__Collected data entries__:

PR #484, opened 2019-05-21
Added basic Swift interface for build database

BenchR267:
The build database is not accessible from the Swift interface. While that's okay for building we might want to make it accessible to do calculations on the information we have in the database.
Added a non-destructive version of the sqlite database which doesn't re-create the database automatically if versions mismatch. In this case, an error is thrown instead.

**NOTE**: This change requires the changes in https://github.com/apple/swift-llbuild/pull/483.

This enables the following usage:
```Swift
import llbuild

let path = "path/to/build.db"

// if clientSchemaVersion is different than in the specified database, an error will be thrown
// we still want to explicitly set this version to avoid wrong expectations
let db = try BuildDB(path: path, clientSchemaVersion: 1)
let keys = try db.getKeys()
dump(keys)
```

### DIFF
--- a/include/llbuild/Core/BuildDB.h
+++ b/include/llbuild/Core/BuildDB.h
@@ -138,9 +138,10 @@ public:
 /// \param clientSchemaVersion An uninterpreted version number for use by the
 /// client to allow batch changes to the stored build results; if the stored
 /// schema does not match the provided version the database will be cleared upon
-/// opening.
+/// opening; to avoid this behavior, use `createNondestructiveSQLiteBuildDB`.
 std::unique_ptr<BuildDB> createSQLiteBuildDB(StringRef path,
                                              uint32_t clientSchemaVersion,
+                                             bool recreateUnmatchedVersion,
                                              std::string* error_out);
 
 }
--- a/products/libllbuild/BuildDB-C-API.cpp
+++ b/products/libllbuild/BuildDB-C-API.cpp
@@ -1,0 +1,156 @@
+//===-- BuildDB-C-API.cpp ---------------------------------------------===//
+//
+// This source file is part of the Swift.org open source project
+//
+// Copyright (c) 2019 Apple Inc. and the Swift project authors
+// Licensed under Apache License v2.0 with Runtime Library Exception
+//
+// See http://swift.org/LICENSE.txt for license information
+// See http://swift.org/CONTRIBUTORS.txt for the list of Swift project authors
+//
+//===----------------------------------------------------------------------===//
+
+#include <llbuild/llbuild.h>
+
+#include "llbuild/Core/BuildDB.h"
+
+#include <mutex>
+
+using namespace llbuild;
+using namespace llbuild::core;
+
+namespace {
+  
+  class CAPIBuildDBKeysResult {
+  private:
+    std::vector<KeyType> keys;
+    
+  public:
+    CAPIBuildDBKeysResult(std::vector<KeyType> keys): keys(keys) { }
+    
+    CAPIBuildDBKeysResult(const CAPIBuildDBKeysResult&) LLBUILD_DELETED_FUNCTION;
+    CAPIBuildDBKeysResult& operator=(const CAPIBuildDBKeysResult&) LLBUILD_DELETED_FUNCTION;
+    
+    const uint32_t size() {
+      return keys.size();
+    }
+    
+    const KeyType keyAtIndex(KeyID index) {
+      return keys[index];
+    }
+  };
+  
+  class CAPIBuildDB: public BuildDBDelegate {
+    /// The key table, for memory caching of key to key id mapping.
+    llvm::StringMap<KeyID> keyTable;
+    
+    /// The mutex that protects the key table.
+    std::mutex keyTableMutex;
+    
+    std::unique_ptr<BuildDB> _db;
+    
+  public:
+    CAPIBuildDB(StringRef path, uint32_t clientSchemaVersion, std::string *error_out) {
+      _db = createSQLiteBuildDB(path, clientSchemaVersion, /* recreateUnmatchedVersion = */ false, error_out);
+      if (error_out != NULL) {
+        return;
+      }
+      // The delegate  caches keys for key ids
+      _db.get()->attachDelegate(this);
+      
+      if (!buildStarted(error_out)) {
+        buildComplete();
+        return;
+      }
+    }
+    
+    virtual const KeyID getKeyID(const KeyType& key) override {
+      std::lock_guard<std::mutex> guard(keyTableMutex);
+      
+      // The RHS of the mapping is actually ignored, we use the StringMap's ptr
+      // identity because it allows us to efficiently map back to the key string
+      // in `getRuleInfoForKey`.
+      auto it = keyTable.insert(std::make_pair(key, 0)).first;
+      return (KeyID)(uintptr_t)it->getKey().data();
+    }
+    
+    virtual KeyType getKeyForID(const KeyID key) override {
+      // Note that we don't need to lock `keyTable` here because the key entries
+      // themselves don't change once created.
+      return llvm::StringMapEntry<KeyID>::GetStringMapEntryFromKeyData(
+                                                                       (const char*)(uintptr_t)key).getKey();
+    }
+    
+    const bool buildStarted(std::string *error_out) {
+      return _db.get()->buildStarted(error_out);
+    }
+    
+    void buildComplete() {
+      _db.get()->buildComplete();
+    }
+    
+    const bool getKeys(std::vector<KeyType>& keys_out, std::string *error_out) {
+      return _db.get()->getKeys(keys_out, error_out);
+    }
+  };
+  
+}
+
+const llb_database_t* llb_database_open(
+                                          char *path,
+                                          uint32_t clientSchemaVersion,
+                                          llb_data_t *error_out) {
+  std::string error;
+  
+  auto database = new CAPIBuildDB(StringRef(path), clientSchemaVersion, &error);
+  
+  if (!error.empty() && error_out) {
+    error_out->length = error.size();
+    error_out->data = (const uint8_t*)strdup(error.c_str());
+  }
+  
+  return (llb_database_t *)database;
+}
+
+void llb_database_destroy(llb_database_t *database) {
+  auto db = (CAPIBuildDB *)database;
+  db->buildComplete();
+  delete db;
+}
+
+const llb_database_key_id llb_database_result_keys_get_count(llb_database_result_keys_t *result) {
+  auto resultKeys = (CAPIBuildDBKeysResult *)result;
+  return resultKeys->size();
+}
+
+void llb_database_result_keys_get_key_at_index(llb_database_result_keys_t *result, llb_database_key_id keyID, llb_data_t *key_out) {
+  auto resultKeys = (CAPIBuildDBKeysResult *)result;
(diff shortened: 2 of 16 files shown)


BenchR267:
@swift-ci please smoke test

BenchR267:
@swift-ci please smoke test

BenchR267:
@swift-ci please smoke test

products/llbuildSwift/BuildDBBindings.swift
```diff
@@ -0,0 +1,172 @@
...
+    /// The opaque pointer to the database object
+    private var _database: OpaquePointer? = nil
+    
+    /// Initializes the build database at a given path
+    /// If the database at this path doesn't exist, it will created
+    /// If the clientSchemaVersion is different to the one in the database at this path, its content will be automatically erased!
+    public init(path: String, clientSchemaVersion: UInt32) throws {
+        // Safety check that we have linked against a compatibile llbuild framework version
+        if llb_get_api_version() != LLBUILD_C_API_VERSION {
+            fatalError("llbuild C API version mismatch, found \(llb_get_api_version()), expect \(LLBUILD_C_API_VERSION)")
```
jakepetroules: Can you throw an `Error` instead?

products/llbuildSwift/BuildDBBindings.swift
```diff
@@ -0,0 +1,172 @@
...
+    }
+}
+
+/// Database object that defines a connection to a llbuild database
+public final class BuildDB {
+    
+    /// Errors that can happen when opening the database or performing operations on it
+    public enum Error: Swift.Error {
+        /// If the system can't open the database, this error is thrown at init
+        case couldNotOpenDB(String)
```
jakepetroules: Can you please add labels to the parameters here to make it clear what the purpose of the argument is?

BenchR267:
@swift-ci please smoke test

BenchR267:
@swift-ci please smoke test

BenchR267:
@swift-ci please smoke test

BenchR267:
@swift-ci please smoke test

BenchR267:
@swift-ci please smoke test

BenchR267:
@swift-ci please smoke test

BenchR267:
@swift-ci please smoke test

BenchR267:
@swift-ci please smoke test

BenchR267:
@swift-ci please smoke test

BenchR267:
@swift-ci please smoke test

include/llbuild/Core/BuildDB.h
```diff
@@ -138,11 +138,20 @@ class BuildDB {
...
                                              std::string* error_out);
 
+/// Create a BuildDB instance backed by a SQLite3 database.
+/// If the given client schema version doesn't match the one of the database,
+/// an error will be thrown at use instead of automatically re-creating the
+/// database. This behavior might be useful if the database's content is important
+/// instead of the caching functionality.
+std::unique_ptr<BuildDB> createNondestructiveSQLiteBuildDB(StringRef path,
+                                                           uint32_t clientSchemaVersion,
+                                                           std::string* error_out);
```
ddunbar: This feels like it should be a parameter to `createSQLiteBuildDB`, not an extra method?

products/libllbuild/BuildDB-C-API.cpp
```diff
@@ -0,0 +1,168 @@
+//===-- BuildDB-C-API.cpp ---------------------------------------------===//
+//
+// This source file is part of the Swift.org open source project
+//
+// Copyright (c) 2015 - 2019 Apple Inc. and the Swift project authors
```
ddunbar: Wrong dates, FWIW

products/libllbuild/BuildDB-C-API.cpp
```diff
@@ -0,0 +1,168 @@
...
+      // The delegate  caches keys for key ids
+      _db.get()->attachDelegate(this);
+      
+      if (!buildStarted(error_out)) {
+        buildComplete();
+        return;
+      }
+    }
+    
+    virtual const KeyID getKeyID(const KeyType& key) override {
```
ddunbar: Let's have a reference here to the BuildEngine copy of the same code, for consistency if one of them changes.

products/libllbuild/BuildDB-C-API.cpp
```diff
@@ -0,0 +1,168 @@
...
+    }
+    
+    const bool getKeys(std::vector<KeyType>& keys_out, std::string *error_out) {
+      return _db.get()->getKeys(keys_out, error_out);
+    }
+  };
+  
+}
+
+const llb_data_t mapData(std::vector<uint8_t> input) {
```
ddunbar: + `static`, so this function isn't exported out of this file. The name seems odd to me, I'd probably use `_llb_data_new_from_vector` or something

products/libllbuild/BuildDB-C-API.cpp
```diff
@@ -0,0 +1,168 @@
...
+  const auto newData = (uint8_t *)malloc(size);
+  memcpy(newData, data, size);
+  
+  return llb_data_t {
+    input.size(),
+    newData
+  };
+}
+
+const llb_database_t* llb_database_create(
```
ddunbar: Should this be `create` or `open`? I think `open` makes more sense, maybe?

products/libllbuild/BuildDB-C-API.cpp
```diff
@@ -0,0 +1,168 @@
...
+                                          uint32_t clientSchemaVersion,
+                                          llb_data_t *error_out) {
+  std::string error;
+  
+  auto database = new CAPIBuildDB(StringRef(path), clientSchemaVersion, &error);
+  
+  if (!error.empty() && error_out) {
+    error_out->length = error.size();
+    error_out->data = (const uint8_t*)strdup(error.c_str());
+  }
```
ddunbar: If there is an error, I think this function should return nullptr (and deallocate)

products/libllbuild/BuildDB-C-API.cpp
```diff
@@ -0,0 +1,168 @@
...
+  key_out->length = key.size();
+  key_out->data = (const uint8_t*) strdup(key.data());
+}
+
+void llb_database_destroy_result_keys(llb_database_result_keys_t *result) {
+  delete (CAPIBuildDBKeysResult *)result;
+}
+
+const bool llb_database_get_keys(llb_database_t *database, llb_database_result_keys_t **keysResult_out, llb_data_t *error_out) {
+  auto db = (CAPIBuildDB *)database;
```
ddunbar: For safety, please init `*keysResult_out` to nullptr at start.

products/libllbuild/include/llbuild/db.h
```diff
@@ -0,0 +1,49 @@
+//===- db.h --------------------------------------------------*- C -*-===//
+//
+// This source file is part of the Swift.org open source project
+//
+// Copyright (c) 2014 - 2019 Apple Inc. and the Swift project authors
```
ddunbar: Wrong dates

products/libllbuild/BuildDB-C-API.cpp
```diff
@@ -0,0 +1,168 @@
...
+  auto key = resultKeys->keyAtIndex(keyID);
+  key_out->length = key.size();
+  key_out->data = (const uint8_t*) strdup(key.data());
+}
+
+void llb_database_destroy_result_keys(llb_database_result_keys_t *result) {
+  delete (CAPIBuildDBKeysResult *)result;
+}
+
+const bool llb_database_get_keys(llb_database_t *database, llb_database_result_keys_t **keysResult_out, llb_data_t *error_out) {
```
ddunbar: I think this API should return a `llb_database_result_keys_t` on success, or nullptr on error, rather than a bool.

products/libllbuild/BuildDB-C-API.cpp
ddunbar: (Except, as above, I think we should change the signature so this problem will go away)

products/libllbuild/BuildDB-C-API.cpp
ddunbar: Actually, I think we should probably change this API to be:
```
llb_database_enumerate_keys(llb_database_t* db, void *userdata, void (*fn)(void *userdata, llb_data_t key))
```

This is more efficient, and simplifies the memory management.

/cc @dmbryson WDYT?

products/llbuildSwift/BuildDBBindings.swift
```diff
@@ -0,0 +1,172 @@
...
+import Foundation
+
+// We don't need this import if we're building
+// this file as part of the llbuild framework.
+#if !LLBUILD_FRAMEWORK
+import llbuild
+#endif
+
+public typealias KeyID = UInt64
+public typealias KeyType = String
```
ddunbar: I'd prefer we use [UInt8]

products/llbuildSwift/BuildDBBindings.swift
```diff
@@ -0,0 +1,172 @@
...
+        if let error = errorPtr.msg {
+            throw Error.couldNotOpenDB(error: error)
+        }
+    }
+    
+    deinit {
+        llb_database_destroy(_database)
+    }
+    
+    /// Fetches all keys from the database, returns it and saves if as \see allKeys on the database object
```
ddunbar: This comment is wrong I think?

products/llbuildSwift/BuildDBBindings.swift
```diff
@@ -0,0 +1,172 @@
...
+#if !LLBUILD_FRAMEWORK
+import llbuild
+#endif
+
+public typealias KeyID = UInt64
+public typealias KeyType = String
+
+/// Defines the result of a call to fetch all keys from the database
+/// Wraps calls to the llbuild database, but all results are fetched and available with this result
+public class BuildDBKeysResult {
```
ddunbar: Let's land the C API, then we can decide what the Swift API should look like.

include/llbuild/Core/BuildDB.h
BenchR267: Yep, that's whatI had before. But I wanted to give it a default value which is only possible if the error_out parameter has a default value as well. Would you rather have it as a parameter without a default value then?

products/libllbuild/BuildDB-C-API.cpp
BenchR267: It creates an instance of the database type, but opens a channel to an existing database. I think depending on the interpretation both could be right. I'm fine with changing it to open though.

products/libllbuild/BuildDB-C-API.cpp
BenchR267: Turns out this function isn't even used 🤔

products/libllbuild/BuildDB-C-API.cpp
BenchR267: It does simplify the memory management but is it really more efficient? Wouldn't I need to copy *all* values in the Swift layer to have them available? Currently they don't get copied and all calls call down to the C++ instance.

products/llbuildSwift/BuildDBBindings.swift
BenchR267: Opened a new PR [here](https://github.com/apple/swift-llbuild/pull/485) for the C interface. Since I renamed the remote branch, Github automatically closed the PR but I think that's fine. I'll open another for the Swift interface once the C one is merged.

---

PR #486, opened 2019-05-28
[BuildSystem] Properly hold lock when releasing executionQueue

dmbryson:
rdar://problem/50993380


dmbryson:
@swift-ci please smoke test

__How to complete this task__: If a line in the entries contains "pull", copy it.

__Completed task__:
**NOTE**: This change requires the changes in https://github.com/apple/swift-llbuild/pull/483.
BenchR267: Opened a new PR [here](https://github.com/apple/swift-llbuild/pull/485) for the C interface. Since I renamed the remote branch, Github automatically closed the PR but I think that's fine. I'll open another for the Swift interface once the C one is merged.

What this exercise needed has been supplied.